"How did you find me out?" she asked.
"Jabez knew. Y' sent him twenty quid fro' Craven Street, didn't y'?"
"Yes, but I didn't tell him where I was going."
Shorty hugged himself again and uttered a dignified screech.
"I foun' yer out, I did. Jabez 'e sent me t' the 'otel as y' guv the name on the letter y' sent the quid with, an' I went there, an' sawr the ole cove as Jabez tried to scrag."
"But how did you find out? Did Mr.—did he tell you?"

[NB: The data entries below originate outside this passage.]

PR #1289, opened 2017-03-29
chore(): use CircleCI 2

ihadeed:
Managed to drop build time to 20 seconds (from 1:45+).

- ionic-site is always cached, the scripts will take care of updating it
- node_modules gets restored from cache unless `package.json` changes (takes 10-20 more seconds to install them from scratch).
- configured it to update docs on master branch, it's a bit hacky now. Their docs say they will have a better way to do it soon

Just need to remove lines 7-9 and it's good to go. (the branches property)

### DIFF
--- a/circle.yml
+++ b/circle.yml
@@ -19,12 +19,12 @@ jobs:
          paths:
          - ~/ionic-site/
       - restore_cache:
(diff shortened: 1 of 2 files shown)


perrygovier:
Wow, this is soo much faster. LTGM

Thanks!

PR #2061, opened 2017-10-24
[docs] Fix typo in class name @ionic-native/phonegap-local-notification

saoron:


janpio:
Are you sure this is correct? The interface is actually in plural, ending with an `s`: https://github.com/saoron/ionic-native/blob/master/src/%40ionic-native/plugins/phonegap-local-notification/index.ts#L24

Tests are also failing because of this:
```
src/@ionic-native/plugins/phonegap-local-notification/index.ts(13,39): error TS2304: Cannot find name 'LocalNotificationOption'.
src/@ionic-native/plugins/phonegap-local-notification/index.ts(13,39): error TS4063: Parameter 'options' of constructor from exported class has or is using private name 'LocalNotificationOption'.
```

I think you should close this PR.

Issue #1373, opened 2017-04-14
Feature Request - Braintree Plugin


wwallace:
Although it is possible to use the Braintree JS Sdk, it is somewhat limited and lacking certain features or is more difficult to integrate with a hybrid app, specifically the Braintree dropin ui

"Ho yes! 'e tole me, leastways 'e tole Mother Mandarin, an' she tole me, an' I tole Jabez; an' 'e sez, 'you jes' go down,' 'e sez, 'an' say to Miriam as I wants to 'ave a word with 'er, I does,' an' I sez, 'right y'are,' an' I pass off down 'ere, I does, and sleep in barns an' 'aystacks, an' dodges the bloomin' peelers. An' I gits 'ere to-day, an' I sees you a talkin' to that skinny laidy; an' wot does she do but ketches me a clout on the 'ead an' arsks questions; but she didn't fin' out nothink fro' me, no, blarst 'er!—not a bloomin' word, an' I clears out arter you, an' 'ere I am;" and Shorty, having exhausted his stock of breath for the time being, executed a shuffle by way of keeping himself warm.
The cold would have killed a delicately nurtured child, but Shorty, like the man in the Greek story, was "all face," and the cold affected his hardened carcase but little. He shuffled and slapped his hands, and leered at Miriam until her very soul was sick within her. What had she done to be thus visited by this horrible reminder of the past?
"Did Mr.—did the old gentleman tell Mother Mandarin I was with him?"
"Ho yes, 'e tole 'er. Mother Mandarin's fly, she is, an' there ain't much she wants to know as she don't git t' know."